Find the number of lines below in which the word "legacy" appears, and write that number only.

### Saved data entries:
::::

PR #1083, opened 2022-12-19
[DCM] do not corrupt exported/imported dcm with odd axis

mathildemerle:
Exporting and importing DICOM from medInria3.4 i found a bug with some of my files with these kinds of error messages "DEBUG - ven. déc. 16 14:39:11 2022 - "itk::ERROR: DCMTKImageIO(0x7fcd340207f0): Ambiguous slice stack direction: -0.663234 0.582022 0.470501""

After some researches, it is linked to https://github.com/medInria/medInria-public/pull/1003

The solution is to continue the `GetPositionOnStackingAxisForImage` method, even if the axis is not what we may ask.

:m:

### DIFF
--- a/src/layers/legacy/medImageIO/itkDCMTKImageIO.cpp
+++ b/src/layers/legacy/medImageIO/itkDCMTKImageIO.cpp
@@ -673,7 +673,7 @@ void DCMTKImageIO::DetermineOrientation()
 double DCMTKImageIO::GetPositionOnStackingAxisForImage (int index)
 {
     // Get maximum absolute value, which is the closest to an axis
-    auto result = std::max_element(m_Direction[2].begin(), m_Direction[2].end(), [](int a, int b)
+    auto result = std::max_element(m_Direction[2].begin(), m_Direction[2].end(), [](double a, double b)
     {
         return std::abs(a) < std::abs(b);
     });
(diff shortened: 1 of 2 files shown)


src/layers/legacy/medImageIO/itkDCMTKImageIO.cpp
```diff
@@ -679,15 +678,6 @@ double DCMTKImageIO::GetPositionOnStackingAxisForImage (int index)
     closestAxis[0] = round(m_Direction[2][0]);
     closestAxis[1] = round(m_Direction[2][1]);
     closestAxis[2] = round(m_Direction[2][2]);
```
paulineMig, line 680: Maybe best to determine which direction is the closest to an axis by determining the max of m_Direction[2] instead of removing juste the if.

mathildemerle:
@paulineMig following your advice, i rewrote the function to get the absolute maximum value position, meaning: the actual value closest to an axis

mathildemerle:
I am not sure about the returning value however, i did not have mirrored data to test

mathildemerle:
@paulineMig thx for your comment. 
The first part (computation of principalAxis index) was already done in the PR. Concerning the second part, a part was missing, as seen in the old code for this function. I replaced that part with a modernized c++ way to convert the `string` metadata to a vector of `double`, and get back the index value.
Let me know if it's ok!

paulineMig:
@mathildemerle The first part of the code does not compute the principal axis index as expected
This is the result obtain with your method to compute principal axis index and mine on a problematic data 
Direction: -0.0315755 0.588033 0.80822
Principal axis: 0
Principal axis expected: 2
Position: -108.25556905 -43.47483433 160.40608552
Return value: 160.406
Return value expected: -108.256

mathildemerle:
Indeed, there was a bug if the max absolute value was not in first position in the vector (as in my data), thank you for that. I added a commit to debug that

paulineMig (approved):

Florent2305 (approved):
ok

::::

### Result below:
3